Processing time: 50.17 sec
Number of processed frames: 3133

AVERAGE FPS 62.5

2) for i in `seq 0 30`; do ./sample_multi_transcode -i::mpeg2 video.mpeg2 -o::mpeg2 tmp/out$i.mpeg2 -b 2000 -u 4 & done

Processing time: 176.04 sec 
Number of processed frames: 7650

AVERAGE FPS 43.5

3) for i in `seq 0 30`; do ./sample_multi_transcode -i::h264 video_sd_es.h264 -o::h264 tmp/out$i.h264 -b 2000 -u 4 & done

Processing time: 141.53 sec 
Number of processed frames: 3133

AVERAGE FPS: 22.1


4) for i in `seq 0 30`; do ./sample_multi_transcode -i::mpeg2 video.mpeg2 -o::h264 tmp/out$i.h264 -b 2000 -u 4 & done

Processing time: 595.19 sec 
Number of processed frames: 7650

AVERAGE FPS 12.9


So what is going on here?? Why results are so different?
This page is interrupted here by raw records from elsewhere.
PR #4311, opened 2021-02-27
fix(v2): fit footer in viewport when content area is too small

lex111:
## Motivation

Remove the minimum doc sidebar height equal to the viewport (i.e. 100vh) to make visible footer in it if there is very small content on any doc page (see screenshots below).

Yes

## Test Plan

Before:

The footer is not visible in viewport, although there is very little doc content. 

image

After:

The footer is visible on screen with small content area (no need to scroll the page for this).

image

```
---
id: empty
title: Empty page
---

```

## Related PRs

### DIFF
--- a/packages/docusaurus-theme-classic/src/theme/DocPage/index.tsx
+++ b/packages/docusaurus-theme-classic/src/theme/DocPage/index.tsx
@@ -11,7 +11,6 @@ import {MDXProvider} from '@mdx-js/react';
 import useDocusaurusContext from '@docusaurus/useDocusaurusContext';
 import renderRoutes from '@docusaurus/renderRoutes';
 import type {PropVersionMetadata} from '@docusaurus/plugin-content-docs-types';
-import Head from '@docusaurus/Head';
 import Layout from '@theme/Layout';
 import DocSidebar from '@theme/DocSidebar';
 import MDXComponents from '@theme/MDXComponents';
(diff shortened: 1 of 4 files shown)


packages/docusaurus-theme-classic/src/theme/DocPage/index.tsx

Here mediainfo on this files:

video.mpeg2

Complete name                            : video.mpeg2
Format                                   : MPEG Video
Format version                           : Version 2
File size                                : 214 MiB
Overall bit rate mode                    : Variable

Video
Format                                   : MPEG Video
Format version                           : Version 2
Format profile                           : Main@Main
Format settings, BVOP                    : Yes
Format settings, Matrix                  : Custom
Format settings, GOP                     : M=3, N=33
Bit rate mode                            : Variable
Maximum bit rate                         : 15.0 Mbps
Width                                    : 720 pixels
Height                                   : 576 pixels
Display aspect ratio                     : 16:9
Frame rate                               : 25.000 fps
Standard                                 : PAL
Color space                              : YUV
Chroma subsampling                       : 4:2:0
Bit depth                                : 8 bits
Scan type                                : Interlaced
Scan order                               : Top Field First
Compression mode                         : Lossy

video_sd_es.h264

Complete name                            : video_sd_es.h264
Format                                   : AVC
Format/Info                              : Advanced Video Codec
File size                                : 18.8 MiB

Video
Format                                   : AVC
Format/Info                              : Advanced Video Codec
Format profile                           : Main@L3.0
Format settings, CABAC                   : Yes
Format settings, ReFrames                : 3 frames
Format settings, GOP                     : M=4, N=24
Width                                    : 720 pixels
Height                                   : 576 pixels
Display aspect ratio                     : 4:3
Frame rate                               : 25.000 fps
Standard                                 : Component
Color space                              : YUV
Chroma subsampling                       : 4:2:0
Bit depth                                : 8 bits
Scan type                                : Interlaced
Scan order                               : Top Field First
Color primaries                          : BT.470-6 System B, BT.470-6 System G, BT.601-6 625, BT.1358 625, BT.1700 625 PAL, BT.1700 625 SECAM
Transfer characteristics                 : BT.470-6 System B, BT.470-6 System G
Matrix coefficients                      : BT.470-6 System B, BT.470-6 System G, BT.601-6 625, BT.1358 625, BT.1700 625 PAL, BT.1700 625 SECAM, IEC 61966-2-4 601

So as you can see output to mpeg2 faster. And also really strange result is h264 to mpeg2: fps is enormous large.

So it seems that we can sort operations by speed: decoding h264 -> decoding mpeg2 -> encoding mpeg2 -> encoding h264.

Is it true? Is it ok? Why do I got this results?